Sadly, the Washington Examiner followed suit and reported that “District of Columbia residents can now receive crime alerts from police via text message or e-mail.” Yes, they can. In fact, George Washington University has been urging its students to sign up for Alert DC for quite some time now.
What’s more, the alerts aren’t just limited to crimes. According to Jo’Ellen Countee of the District of Columbia Homeland Security and Emergency Management Agency, HSEMA and the Metropolitan Police Department use it to keep citizens apprised of weather and traffic conditions.
DC Police Alert, which is the brainchild of Georgetown business owner and ANC commissioner Ed Solomon, is new in a sense, but not in the way the Post and Examiner are calling it. Taking the principles of its predecessor, Alert DC, it aims to alert local businesses and their employees of nearby crimes.
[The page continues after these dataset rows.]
PR #517, opened 2018-10-31
validate namespace change

ariovistus:


auscompgeek:
hm?

ariovistus:
a bunch of stuff like

+import edu.wpi.first.hal.FRCNetComm.tInstances;
+import edu.wpi.first.hal.FRCNetComm.tResourceType;
+import edu.wpi.first.hal.HAL;
 import edu.wpi.first.networktables.NetworkTableEntry;
-import edu.wpi.first.wpilibj.hal.FRCNetComm.tInstances;
-import edu.wpi.first.wpilibj.hal.FRCNetComm.tResourceType;
-import edu.wpi.first.wpilibj.hal.HAL;

auscompgeek:
This seems like a silly way of handling that though. After all, it's a single commit that doesn't result in any changes on our end, right?

ariovistus:
Don't know, I haven't gone wading through upstream commits. If it is the case that all these are happening in one commit, what's the right way of handling this?

virtuald:
If they haven't changed any code behavior, then you can add that commit to the exclude commits file.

But even Solomon knows that this technology, a Roam Secure Alert Network, Inc. product, is old news:
“Because the alerts are based on existing technology, it does not cost the city of Washington any additional money to send them,” he said. “It’s just a matter of training the people who use it.”
Solomon went on to laud the new technology, saying that store employees work in insular environments where they don’t always have access to a TV or radio that would alert them to local shenanigans.
The text alerts, which you can subscribe to here, are pretty comprehensive, and include witness descriptions of suspects following details of the reported crime. However, don’t jump to subscribe to the system just yet. Reports are not relegated to daytime hours, (those who won’t appreciate being woken up at 4 a.m. to to learn that a burglary occurred eighteen blocks away should think twice about signing up) and take hundreds of characters to transmit.
The function that allows users to narrow area that their alerts cover didn’t seem to be working when I tried it out a few weeks ago. And since, as a Georgetown student, I had little use for 2 a.m. reports of bicycle theft on Connecticut Avenue, I relegated the alerts to my inbox.